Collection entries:
_____
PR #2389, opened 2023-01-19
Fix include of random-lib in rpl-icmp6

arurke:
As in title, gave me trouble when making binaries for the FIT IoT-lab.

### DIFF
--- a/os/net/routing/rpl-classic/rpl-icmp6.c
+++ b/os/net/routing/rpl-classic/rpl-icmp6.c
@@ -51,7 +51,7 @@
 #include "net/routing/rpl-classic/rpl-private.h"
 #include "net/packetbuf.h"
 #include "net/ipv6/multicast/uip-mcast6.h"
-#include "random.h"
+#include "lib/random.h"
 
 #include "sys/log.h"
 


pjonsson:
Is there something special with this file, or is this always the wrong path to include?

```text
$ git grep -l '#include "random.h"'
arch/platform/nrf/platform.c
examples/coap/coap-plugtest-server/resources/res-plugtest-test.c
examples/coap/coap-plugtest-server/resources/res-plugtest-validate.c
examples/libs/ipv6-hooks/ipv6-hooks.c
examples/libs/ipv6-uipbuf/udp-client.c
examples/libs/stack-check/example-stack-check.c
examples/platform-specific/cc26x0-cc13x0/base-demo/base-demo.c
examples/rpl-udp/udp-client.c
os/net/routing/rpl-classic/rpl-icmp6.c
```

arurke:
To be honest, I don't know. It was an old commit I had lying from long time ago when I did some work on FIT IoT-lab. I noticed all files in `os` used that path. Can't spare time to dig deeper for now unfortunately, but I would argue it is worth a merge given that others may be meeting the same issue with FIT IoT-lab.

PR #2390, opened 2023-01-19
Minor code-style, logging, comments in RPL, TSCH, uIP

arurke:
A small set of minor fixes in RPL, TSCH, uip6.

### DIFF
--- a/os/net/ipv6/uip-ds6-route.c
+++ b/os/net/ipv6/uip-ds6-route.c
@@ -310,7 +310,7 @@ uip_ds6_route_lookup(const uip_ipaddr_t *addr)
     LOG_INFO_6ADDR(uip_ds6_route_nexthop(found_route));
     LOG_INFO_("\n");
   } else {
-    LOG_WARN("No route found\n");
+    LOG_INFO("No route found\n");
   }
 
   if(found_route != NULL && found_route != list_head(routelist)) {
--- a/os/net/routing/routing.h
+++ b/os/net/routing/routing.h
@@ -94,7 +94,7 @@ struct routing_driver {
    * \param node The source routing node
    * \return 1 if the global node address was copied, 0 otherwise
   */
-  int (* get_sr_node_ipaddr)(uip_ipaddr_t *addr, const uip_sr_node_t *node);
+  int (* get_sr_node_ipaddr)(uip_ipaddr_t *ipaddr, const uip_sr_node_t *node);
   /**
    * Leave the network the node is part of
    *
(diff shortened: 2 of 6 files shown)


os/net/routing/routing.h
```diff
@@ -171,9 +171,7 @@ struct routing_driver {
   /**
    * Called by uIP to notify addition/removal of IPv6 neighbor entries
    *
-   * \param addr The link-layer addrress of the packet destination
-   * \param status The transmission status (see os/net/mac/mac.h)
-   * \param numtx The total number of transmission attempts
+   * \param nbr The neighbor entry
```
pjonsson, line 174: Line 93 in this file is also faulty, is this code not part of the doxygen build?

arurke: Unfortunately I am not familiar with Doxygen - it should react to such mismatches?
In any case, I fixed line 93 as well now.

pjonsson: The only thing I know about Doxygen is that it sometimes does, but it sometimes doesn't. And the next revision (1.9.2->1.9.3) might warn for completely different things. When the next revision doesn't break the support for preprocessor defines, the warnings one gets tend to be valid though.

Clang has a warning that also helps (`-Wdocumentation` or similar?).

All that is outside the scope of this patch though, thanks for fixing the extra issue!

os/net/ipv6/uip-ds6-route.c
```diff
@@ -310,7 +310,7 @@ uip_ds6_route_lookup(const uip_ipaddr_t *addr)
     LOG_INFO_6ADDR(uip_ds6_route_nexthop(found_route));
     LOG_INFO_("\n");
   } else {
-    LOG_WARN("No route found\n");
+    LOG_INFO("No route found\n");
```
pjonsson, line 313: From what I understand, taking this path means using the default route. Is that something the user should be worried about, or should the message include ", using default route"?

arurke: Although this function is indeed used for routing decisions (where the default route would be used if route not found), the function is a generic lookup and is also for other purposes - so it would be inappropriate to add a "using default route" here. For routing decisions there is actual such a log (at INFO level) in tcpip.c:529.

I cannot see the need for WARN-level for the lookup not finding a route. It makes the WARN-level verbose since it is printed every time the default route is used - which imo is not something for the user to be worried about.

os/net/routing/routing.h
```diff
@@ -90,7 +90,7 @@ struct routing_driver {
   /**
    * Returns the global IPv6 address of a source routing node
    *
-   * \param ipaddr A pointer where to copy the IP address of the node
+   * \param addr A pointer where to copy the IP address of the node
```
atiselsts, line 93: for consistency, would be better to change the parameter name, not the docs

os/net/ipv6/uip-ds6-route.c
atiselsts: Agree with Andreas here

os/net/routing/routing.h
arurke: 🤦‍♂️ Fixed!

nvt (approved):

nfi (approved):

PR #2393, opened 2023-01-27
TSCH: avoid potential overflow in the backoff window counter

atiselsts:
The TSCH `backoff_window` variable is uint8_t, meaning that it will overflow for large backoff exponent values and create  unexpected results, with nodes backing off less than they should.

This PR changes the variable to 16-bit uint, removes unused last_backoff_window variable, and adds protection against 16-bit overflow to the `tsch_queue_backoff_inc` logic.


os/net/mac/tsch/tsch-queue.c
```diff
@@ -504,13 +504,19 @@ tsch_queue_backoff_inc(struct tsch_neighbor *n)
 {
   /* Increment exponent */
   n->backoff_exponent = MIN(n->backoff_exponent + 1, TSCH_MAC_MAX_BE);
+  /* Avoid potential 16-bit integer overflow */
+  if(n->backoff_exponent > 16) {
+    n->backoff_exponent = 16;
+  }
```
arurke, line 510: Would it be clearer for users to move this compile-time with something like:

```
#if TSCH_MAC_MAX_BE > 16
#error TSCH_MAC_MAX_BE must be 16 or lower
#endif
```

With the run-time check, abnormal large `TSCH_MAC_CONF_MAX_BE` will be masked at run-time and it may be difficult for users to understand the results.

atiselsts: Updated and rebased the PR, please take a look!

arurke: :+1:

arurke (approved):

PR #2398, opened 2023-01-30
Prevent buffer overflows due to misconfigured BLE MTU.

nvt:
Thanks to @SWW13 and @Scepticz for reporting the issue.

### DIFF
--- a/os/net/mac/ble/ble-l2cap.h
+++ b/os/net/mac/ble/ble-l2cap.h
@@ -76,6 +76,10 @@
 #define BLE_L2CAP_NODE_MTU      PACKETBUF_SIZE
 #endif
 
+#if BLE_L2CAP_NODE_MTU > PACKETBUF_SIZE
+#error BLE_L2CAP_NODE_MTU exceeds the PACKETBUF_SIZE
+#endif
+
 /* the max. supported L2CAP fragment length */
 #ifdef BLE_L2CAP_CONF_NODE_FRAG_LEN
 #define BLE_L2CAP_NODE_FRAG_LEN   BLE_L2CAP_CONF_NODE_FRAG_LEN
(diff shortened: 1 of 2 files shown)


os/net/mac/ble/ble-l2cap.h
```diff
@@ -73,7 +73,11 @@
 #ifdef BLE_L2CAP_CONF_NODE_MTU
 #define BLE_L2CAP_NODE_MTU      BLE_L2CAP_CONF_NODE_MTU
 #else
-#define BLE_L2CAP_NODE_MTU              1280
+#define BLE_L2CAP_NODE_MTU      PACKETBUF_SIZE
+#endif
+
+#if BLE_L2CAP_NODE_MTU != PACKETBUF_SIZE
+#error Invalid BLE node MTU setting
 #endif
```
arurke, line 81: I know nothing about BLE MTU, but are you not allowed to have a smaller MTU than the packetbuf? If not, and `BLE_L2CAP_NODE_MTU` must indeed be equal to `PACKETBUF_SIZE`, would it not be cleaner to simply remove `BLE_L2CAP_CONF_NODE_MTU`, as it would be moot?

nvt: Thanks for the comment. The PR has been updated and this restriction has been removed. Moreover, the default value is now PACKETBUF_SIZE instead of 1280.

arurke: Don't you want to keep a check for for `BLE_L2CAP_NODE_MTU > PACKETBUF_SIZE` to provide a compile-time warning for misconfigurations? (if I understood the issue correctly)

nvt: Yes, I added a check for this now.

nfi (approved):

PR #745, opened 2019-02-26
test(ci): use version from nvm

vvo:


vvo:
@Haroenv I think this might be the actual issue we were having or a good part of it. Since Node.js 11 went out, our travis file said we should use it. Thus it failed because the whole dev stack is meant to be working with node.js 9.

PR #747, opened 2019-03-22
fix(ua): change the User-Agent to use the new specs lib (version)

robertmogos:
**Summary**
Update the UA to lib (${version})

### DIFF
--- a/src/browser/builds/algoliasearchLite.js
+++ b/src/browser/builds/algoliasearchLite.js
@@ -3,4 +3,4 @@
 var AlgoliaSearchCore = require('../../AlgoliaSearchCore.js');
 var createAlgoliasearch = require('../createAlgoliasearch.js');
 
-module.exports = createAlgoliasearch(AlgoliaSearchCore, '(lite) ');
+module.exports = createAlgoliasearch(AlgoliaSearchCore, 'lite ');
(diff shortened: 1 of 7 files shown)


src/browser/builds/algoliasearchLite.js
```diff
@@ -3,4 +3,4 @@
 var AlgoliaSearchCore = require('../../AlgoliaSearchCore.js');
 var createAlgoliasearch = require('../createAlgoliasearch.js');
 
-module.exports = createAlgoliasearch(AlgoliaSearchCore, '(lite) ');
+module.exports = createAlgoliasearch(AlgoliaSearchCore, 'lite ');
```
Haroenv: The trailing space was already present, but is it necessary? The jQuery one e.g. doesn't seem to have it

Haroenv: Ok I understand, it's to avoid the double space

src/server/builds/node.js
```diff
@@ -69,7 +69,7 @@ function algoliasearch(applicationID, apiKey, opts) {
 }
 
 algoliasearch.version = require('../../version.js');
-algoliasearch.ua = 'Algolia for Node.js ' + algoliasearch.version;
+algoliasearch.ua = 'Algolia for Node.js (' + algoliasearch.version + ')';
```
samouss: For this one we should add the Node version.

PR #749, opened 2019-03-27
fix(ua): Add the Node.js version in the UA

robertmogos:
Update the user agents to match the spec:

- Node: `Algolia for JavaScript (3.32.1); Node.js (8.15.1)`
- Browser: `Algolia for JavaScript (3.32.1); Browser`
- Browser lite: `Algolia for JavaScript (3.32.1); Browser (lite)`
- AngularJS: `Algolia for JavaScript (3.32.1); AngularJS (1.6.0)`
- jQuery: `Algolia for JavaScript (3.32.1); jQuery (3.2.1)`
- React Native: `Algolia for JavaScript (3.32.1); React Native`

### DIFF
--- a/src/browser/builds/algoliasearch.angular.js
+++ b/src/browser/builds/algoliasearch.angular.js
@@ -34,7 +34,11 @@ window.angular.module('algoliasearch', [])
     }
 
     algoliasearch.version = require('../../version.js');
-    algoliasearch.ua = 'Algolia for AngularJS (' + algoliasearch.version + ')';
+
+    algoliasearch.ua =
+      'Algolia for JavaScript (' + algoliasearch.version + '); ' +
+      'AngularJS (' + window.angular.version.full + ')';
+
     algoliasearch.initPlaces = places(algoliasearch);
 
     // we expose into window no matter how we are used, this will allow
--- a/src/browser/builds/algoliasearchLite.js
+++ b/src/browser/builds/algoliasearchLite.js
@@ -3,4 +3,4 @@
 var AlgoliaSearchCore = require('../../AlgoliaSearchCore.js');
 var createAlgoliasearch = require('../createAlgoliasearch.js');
_____
Task to carry out
Copy out every line above where "pjonsson" is present.

Finished exercise
pjonsson:
pjonsson, line 174: Line 93 in this file is also faulty, is this code not part of the doxygen build?
pjonsson: The only thing I know about Doxygen is that it sometimes does, but it sometimes doesn't. And the next revision (1.9.2->1.9.3) might warn for completely different things. When the next revision doesn't break the support for preprocessor defines, the warnings one gets tend to be valid though.
pjonsson, line 313: From what I understand, taking this path means using the default route. Is that something the user should be worried about, or should the message include ", using default route"?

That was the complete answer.